The definitive academic resource on the Great Influenza by the celebrated historian behind Black Loyalists in time for the pandemic's centenary.
It could kill in as little as ten hours. Extremely high fever, bleeding from eyes, nose, and ears, terrible pain, especially in the head and the joints, delirium—and then its victims literally drowned in their own fluids. Fifty to 100 million people worldwide died in this global pandemic in the early twentieth century.

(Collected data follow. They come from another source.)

PR #118, opened 2017-05-25
Investment project creation

teneightfive:
This adds the create screen for an investment project.

It includes additions to the investment repo and investment
service as well as the create controller.

department of international trade

### DIFF
--- a/src/controllers/investment-create.controller.js
+++ b/src/controllers/investment-create.controller.js
@@ -1,7 +1,9 @@
 const router = require('express').Router()
 
 const { getInflatedDitCompany } = require('../services/company.service')
-const { getCompanyInvestmentProjects } = require('../repos/investment.repo')
+const { getCompanyInvestmentProjects, saveInvestmentProject } = require('../repos/investment.repo')
+const { transformForApi } = require('../services/investment-formatting.service')
+const metadataRepo = require('../repos/metadata.repo')
 
 function getHandler (req, res, next) {
   const equityCompanyId = req.query['equity-company']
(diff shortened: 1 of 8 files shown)


src/views/investment/create.njk
```diff
@@ -1,31 +1,222 @@
...
+        }}
+
+        {{ trade.textarea('description',
+          value=form.state['description'],
+          label='Description')
+        }}
+
+        {% component 'form-multiple-choice', {
+          variant: 'radio',
+          label: 'Have we signed a non-disclosure agreement (NBA) with the client?',
```
reupen: Typo in NBA (should be NDA).

test/controllers/investment-start.controller.test.js
```diff
@@ -48,6 +48,24 @@ describe('Investment start controller', () => {
...
+    describe('when no company ID is present', () => {
+      it('should render company details and search', (done) => {
+        this.controller.getHandler({
+          session: {
+            token
+          },
+          query: {}
+        }, {
+          render: (template, data) => {
+            expect(data.clientCompany).to.be.undefined
```
tyom: You may wanna wrap it in a `try/catch` block otherwise you'll get obscure "Timeout of 2000ms exceeded" when tests fail.

```js
render: (template, data) => {
  try {
    expect(data.clientCompany).to.be.undefined
    expect(data.clientCompanyInvestments).to.be.undefined
    expect(data.showSearch).to.equal(true)
    done()
  } catch (e) {
    done(e)
  }
}
```

src/services/investment-formatting.service.js
```diff
@@ -55,4 +55,58 @@ function getClosedInvestmentProjects (investmentProjects) {
...
+  if (body['is-relationship-manager']) {
+    project['client_relationship_manager'] = body['is-relationship-manager']
+  }
+
+  if (body['is-referral-source']) {
+    project['referral_source_advisor'] = body['is-referral-source']
+  }
+
+  if (body['nda_signed']) {
+    project['project_shareable'] = false
```
jim68000: Isn't project shareable semi-independent from the NDA field? IIRC if you say NDA not signed, _then_ you get a radio pair that says whether the project is shareable.  This may have changed.

teneightfive: Yes, but the API returns an error if you don't set a value for `project_shareable`. So this sets it to false if the NDA has been signed. 

Maybe that's something we need to change on the API side actually? `project_shareable` should either be set to `false` if `nda_signed` is `true` or it shouldn't be required.

src/controllers/investment-create.controller.js
```diff
@@ -17,14 +19,59 @@ function getHandler (req, res, next) {
...
+        }
+      })
+
+      const investmentTypes = metadataRepo.investmentTypeOptions.map((type) => {
+        return {
+          value: type.id,
+          label: type.name
+        }
+      })
+      const form = res.locals.form || {}
```
tyom: New line?

src/services/investment-formatting.service.js
reupen: I thought project shareable was being brought up to the top level? That's why it's required at the moment...

teneightfive: @reupen I assumed that if we've signed an NDA then it's not shareable with our partners?

That field is to set whether we can share it with partners and therefore only applies if we didn't need to sign an NDA.

reupen: Logically speaking, I don't see why the NDA couldn't say it can be shared with our partners. Anyway, the markings on the design up on the wall seem to have it brought out to the top level.

teneightfive: Will bring that out to the same level.

PR #123, opened 2017-05-26
Move to Contact API V3

marcofucci:
This refactors the contact services, controllers and related resources to use the new Contact API V3.

**Before**
The API returned complete nested objects eg.
```js
{
  "id": "8d4c80b1-2399-4b45-9d41-192648d3233a",
  "first_name": "Oratio",
  "last_name": "Nelson",
  "company": {
    "alias": "...",
    "business_type": "...",
    "sector": "...",
    "registered_address_country": "...",
    "registered_address_1": "75 Stramford Road",
    "registered_address_town": "London",
    "trading_address_country": "...",
    "trading_address_1": "1 Hello st.",
    "trading_address_town": "Dublin",
    "uk_region": "..."
  }
  ...
}
```
or just flat nested ones eg.

```js
{
  "id": "8d4c80b1-2399-4b45-9d41-192648d3233a",
  "first_name": "Oratio",
  "last_name": "Nelson",
  "company": "s1c8d226-12ed-4d75-a3cd-6ec315a08b74"
  ...
}
```

**After**
The API v3 now return a very light version of nested objects composed of just `id` and `name`. 
```js
{
  "id": "479766dc-855a-4131-be8f-e404063a8ddc",
  "first_name": "Oratio",
  "last_name": "Nelson",
  "company": {
      "id": "d15e46f1-89d7-4edb-9f31-e758ae2f9d54",
      "name": "name6"
  },
  ...
}
```
This is so that responses stay slim but it does mean that sometimes the frontend has to make additional calls.

**So this PR:**
- starts using v3
- changes the display contact functions as before they could access contact.company to get the company address, now they need an extra `company` param
- converts a flat object to a nested one before sending it to the backend to save the object (see `convertNestedObjects`)
- updates now use `PATCH` instead of `PUT`

**Note**
To get the company contacts, the code is still requesting the company object via API and looping over company.contacts. Moving to the new `/v3/contact?company_id=...` endpoint is not part of this PR.

### DIFF
--- a/src/controllers/contact-edit.controller.js
+++ b/src/controllers/contact-edit.controller.js
@@ -28,13 +28,16 @@ function editDetails (req, res, next) {
       // or a contact that the user wishes to edit
       // or a new contact for a company
       if (containsFormData(req)) {
+        res.locals.company = res.locals.company
+          ? res.locals.company : yield companyRepository.getDitCompany(token, req.body.company)
         res.locals.formData = req.body
-        res.locals.company = yield companyRepository.getDitCompany(token, req.body.company)
       } else if (res.locals.contact) {
+        res.locals.company = res.locals.company
+          ? res.locals.company : yield companyRepository.getDitCompany(token, res.locals.contact.company.id)
         res.locals.formData = contactFormService.getContactAsFormData(res.locals.contact)
-        res.locals.company = res.locals.contact.company
       } else if (req.query.company) {
-        res.locals.company = yield companyRepository.getDitCompany(token, req.query.company)
+        res.locals.company = res.locals.company
+          ? res.locals.company : yield companyRepository.getDitCompany(token, req.query.company)
         res.locals.formData = { company: res.locals.company.id }
       } else {
         return next('Unable to edit contact')
--- a/src/controllers/contact-edit.controller.js
+++ b/src/controllers/contact-edit.controller.js
@@ -27,20 +27,23 @@ function editDetails (req, res, next) {
       // This can either be data recently posted, to be re-rendered with errors
       // or a contact that the user wishes to edit
       // or a new contact for a company
+      let companyId
+
       if (containsFormData(req)) {
-        res.locals.company = res.locals.company
-          ? res.locals.company : yield companyRepository.getDitCompany(token, req.body.company)
+        companyId = req.body.company
         res.locals.formData = req.body
       } else if (res.locals.contact) {
-        res.locals.company = res.locals.company
-          ? res.locals.company : yield companyRepository.getDitCompany(token, res.locals.contact.company.id)
+        companyId = res.locals.contact.company.id
         res.locals.formData = contactFormService.getContactAsFormData(res.locals.contact)
       } else if (req.query.company) {
-        res.locals.company = res.locals.company
-          ? res.locals.company : yield companyRepository.getDitCompany(token, req.query.company)
-        res.locals.formData = { company: res.locals.company.id }
+        companyId = req.query.company
+        res.locals.formData = { company: req.query.company }
       } else {
         return next('Unable to edit contact')
+      }
+
+      if (!res.locals.company) {
+        res.locals.company = yield companyRepository.getDitCompany(token, companyId)
       }
 
       if (req.params.contactId) {
--- a/src/controllers/contact.controller.js
+++ b/src/controllers/contact.controller.js
@@ -2,6 +2,7 @@ const express = require('express')
 const Q = require('q')
 
 const contactRepository = require('../repos/contact.repo')
+const companyRepository = require('../repos/company.repo')
 const contactFormattingService = require('../services/contact-formatting.service')
 const companyService = require('../services/company.service')
 const { contactDetailsLabels } = require('../labels/contact-labels')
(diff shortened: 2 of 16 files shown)


src/controllers/contact-edit.controller.js
```diff
@@ -28,13 +28,16 @@ function editDetails (req, res, next) {
       // or a contact that the user wishes to edit
       // or a new contact for a company
       if (containsFormData(req)) {
+        res.locals.company = res.locals.company
```
teneightfive: Why do we need to check whether `res.locals.company` already exists?

marcofucci: because it might have been set in another place and we don't want to make an extra call if it's not necessary.

src/services/contact-form.service.js
```diff
@@ -1,5 +1,8 @@
 const Q = require('q')
-const { getPropertyId, nullEmptyFields, convertYesNoToBoolean } = require('../lib/property-helpers')
+const {
+  getPropertyId, nullEmptyFields,
```
teneightfive: If we're using multiline syntax I'd drop each var onto a new line.

src/controllers/contact-edit.controller.js
teneightfive: Not sure why it would have been set on `res.locals` by that point though. I don't think we're really utilising middleware in that way yet. `res.locals` is currently just being used instead of [passing data directly](https://expressjs.com/en/api.html#res.render) to the view.

We're working on moving this to a format of sending data to the view locally rather than adding to `res.locals`.

So for now I wouldn't worry about this check.

marcofucci: Because of this line: https://github.com/uktrade/data-hub-fe-beta2/blob/contact-v3/src/controllers/contact-edit.controller.js#L103

Sometimes it's been set by the `getCommon` but not in all the cases.

src/services/contact-form.service.js
marcofucci: 👍

src/controllers/contact-edit.controller.js
teneightfive: Yep, I see now.

src/lib/property-helpers.js
```diff
@@ -101,4 +123,13 @@ function hasProperty (object, property) {
   object[property] !== null)
 }
 
-module.exports = { getPropertyId, getPropertyName, nullEmptyFields, convertYesNoToBoolean, deleteNulls, hasProperty, hasObjectProperty }
+module.exports = {
```
jim68000: As future @todo it would be nice to alphabetise these when we expand things like this

marcofucci: 👍

src/controllers/contact-edit.controller.js
```diff
@@ -28,13 +28,16 @@ function editDetails (req, res, next) {
...
+          ? res.locals.company : yield companyRepository.getDitCompany(token, req.body.company)
         res.locals.formData = req.body
-        res.locals.company = yield companyRepository.getDitCompany(token, req.body.company)
       } else if (res.locals.contact) {
+        res.locals.company = res.locals.company
+          ? res.locals.company : yield companyRepository.getDitCompany(token, res.locals.contact.company.id)
```
tyom: A bit ternary heavy. Any way to make it more readable? You could, maybe, set the argument you pass to `companyRepository.getDitCompany` as variable and call it in the end?

src/controllers/contact.controller.js
```diff
@@ -31,7 +33,9 @@ function getCommon (req, res, next) {
 function getDetails (req, res, next) {
   try {
     res.locals.tab = 'details'
-    res.locals.contactDetails = contactFormattingService.getDisplayContact(res.locals.contact)
+    res.locals.contactDetails = contactFormattingService.getDisplayContact(
+      res.locals.contact, res.locals.company
```
tyom: Could better to read each argument on its own line since you're breaking lines.

src/lib/property-helpers.js
```diff
@@ -82,6 +82,28 @@ function convertYesNoToBoolean (object) {
 }
 
 /**
+* Convert fk relationships from flat to 1-level deep
+*
+* @param {Object} object
+* @param {Array} props
```
tyom: As these params guaranteed to default to their types if empty? Is it worth initialising them in the function signature below?

src/services/contact-data.service.js
```diff
@@ -67,17 +66,7 @@ function getContactInteractionsAndServiceDeliveries (token, contactId) {
...
-          return Object.assign({}, interaction, {
-            interaction_type: interactionDataService.getInteractionType(interaction.interaction_type),
-            dit_advisor: advisorHash[interaction.dit_advisor],
-            service: serviceOffers.find((option) => option.id === interaction.service),
-            dit_team: metadataRepository.teams.find((option) => option.id === interaction.dit_team)
-          })
-        })
-
-        const combinedIteractions = [...parsedInteractions, ...parsedServiceDeliverys]
+        const combinedIteractions = [...interactions, ...parsedServiceDeliverys]
```
tyom: deliveries

marcofucci:
@tyom all done

marcofucci:
Are you happy @tyom, @teneightfive ?

PR #127, opened 2017-05-30
Added codecov integration

ztolley:
Integrated code coverage reports into PR's. I think we also use this for other datahub projects


teneightfive:
Not sure I'm a fan of automated comments on PR...can make it quite noisy.

teneightfive:
I also think it might be worth looking at [codeclimate](https://codeclimate.com/) as it includes some extra features like quality and duplicated/similar code.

The Great Influenza first entered Nova Scotia through ports. (Sydney, Cape Breton, received five hundred sick American troops in a single day.) For three years, the province coped with this vicious epidemic as it spread like wildfire. Local economies ceased functioning; fishing fleets, banks, and apple-canning factories reported all staff were suffering from the flu.
The heart of this book, however, is its human element. Oral histories, family memoirs, newspaper articles, and provincial death records tell, county by county, stories of those who died. Accompanied by 20 photographs, Nova Scotia and the Great Influenza Pandemic, 1918–1920 chronicles both provincial and personal efforts to cope during this most perilous time.
About the author
Ruth Holmes Whitehead has worked since 1972 for the Nova Scotia Museum, since 2003 as a Curator Emerita and Research Associate. She has authored or co-authored twenty books, including Stories from the Six Worlds, The Old Man Told Us, Black Loyalists, and Ancestral Images. In 1995, she was awarded a Doctorate of Laws, honoris causa, by St. Francis Xavier University. In 2014, Dr. Whitehead was inducted into the Order of Nova Scotia. She lives in Halifax.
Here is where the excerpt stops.